WHAT YOU WILL DO :: Filter the material below so that only lines containing "ClementKunz" remain.

PROVIDED ENTRIES ::
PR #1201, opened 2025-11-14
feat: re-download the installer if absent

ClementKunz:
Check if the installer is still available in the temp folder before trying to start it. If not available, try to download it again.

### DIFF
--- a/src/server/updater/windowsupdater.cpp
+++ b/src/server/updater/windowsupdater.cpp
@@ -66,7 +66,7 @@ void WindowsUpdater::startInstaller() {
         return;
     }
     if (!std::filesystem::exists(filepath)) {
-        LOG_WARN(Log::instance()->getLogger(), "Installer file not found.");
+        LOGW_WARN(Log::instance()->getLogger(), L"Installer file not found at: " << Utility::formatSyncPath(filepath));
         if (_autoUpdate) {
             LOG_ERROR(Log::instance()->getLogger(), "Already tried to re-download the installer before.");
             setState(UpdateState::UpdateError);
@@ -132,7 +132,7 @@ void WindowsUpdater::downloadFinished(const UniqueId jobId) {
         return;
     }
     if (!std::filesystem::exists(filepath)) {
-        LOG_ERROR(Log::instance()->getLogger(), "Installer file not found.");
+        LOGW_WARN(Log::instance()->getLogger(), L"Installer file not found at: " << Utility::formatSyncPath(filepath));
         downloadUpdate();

==

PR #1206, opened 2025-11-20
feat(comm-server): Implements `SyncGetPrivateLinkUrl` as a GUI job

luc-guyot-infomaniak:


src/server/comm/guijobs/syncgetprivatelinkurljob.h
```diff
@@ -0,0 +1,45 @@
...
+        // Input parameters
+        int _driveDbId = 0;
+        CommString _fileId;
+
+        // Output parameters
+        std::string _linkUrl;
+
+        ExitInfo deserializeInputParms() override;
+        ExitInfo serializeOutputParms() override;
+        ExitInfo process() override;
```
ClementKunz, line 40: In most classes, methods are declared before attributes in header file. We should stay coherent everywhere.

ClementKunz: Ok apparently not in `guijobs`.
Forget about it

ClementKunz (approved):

ANSWER FOR THIS EXERCISE ::
ClementKunz:
ClementKunz, line 40: In most classes, methods are declared before attributes in header file. We should stay coherent everywhere.
ClementKunz: Ok apparently not in `guijobs`.
ClementKunz (approved):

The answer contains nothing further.